__Source records__.
###
PR #3, opened 2025-07-24
Add Makefile to generate python files based on idl definition

timl3136:
## Summary

Adds a Makefile that automates generation of Python protobuf files from Cadence's IDL definitions. Processes both API and Admin protobuf files from `idls/proto/uber/cadence/` and generates corresponding Python `_pb2.py` files in `.gen/` directory.

## Changes

- **`Makefile`** - Build automation with targets: `all` (default), `clean`, `help`, `show`
- **20 generated Python files** in `.gen/uber/cadence/api/v1/` and `.gen/uber/cadence/admin/v1/`

## Usage

```bash
make        # Generate all Python proto files
make clean  # Remove generated files
make help   # Show available targets
```

## Prerequisites

- `protoc` (Protocol Buffers compiler) in PATH
- Source `.proto` files in `idls/proto/uber/cadence/`


Makefile
```diff
@@ -0,0 +1,70 @@
...
+$(DST_DIR)/uber/cadence/api/v1/:
+	mkdir -p $(DST_DIR)/uber/cadence/api/v1
+
+$(DST_DIR)/uber/cadence/admin/v1/:
+	mkdir -p $(DST_DIR)/uber/cadence/admin/v1
+
+# Generate Python files for API protos
+$(DST_DIR)/uber/cadence/api/v1/%_pb2.py: $(PROTO_ROOT)/api/v1/%.proto | $(DST_DIR)/uber/cadence/api/v1/
+	@echo "Generating Python file for $(PROTO_ROOT)/api/v1/$*.proto"
+	protoc --proto_path=$(SRC_DIR) --python_out=$(DST_DIR) $(PROTO_ROOT)/api/v1/$*.proto
```
Groxx, line 32: we probably want to copy the protoc download-and-init-in-temp-build-dir thing from the other cadence repos :\  protoc's code is far from stable across versions.

Groxx:
copying from side-chat:
- yea seems reasonable, happy to approve if it'll streamline anything.
- versioned-protoc seems probably critical eventually.  it's a really big pain as time passes.
- .pyi files seem like a good idea to include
###
__Instructions for the task__. Return the listing. Match it exactly.

__Response to the task__.
PR #3, opened 2025-07-24
Add Makefile to generate python files based on idl definition

timl3136:
## Summary

Adds a Makefile that automates generation of Python protobuf files from Cadence's IDL definitions. Processes both API and Admin protobuf files from `idls/proto/uber/cadence/` and generates corresponding Python `_pb2.py` files in `.gen/` directory.

## Changes

- **`Makefile`** - Build automation with targets: `all` (default), `clean`, `help`, `show`
- **20 generated Python files** in `.gen/uber/cadence/api/v1/` and `.gen/uber/cadence/admin/v1/`

## Usage

```bash
make        # Generate all Python proto files
make clean  # Remove generated files
make help   # Show available targets
```

## Prerequisites

- `protoc` (Protocol Buffers compiler) in PATH
- Source `.proto` files in `idls/proto/uber/cadence/`


Makefile
```diff
@@ -0,0 +1,70 @@
...
+$(DST_DIR)/uber/cadence/api/v1/:
+	mkdir -p $(DST_DIR)/uber/cadence/api/v1
+
+$(DST_DIR)/uber/cadence/admin/v1/:
+	mkdir -p $(DST_DIR)/uber/cadence/admin/v1
+
+# Generate Python files for API protos
+$(DST_DIR)/uber/cadence/api/v1/%_pb2.py: $(PROTO_ROOT)/api/v1/%.proto | $(DST_DIR)/uber/cadence/api/v1/
+	@echo "Generating Python file for $(PROTO_ROOT)/api/v1/$*.proto"
+	protoc --proto_path=$(SRC_DIR) --python_out=$(DST_DIR) $(PROTO_ROOT)/api/v1/$*.proto
```
Groxx, line 32: we probably want to copy the protoc download-and-init-in-temp-build-dir thing from the other cadence repos :\  protoc's code is far from stable across versions.

Groxx:
copying from side-chat:
- yea seems reasonable, happy to approve if it'll streamline anything.
- versioned-protoc seems probably critical eventually.  it's a really big pain as time passes.
- .pyi files seem like a good idea to include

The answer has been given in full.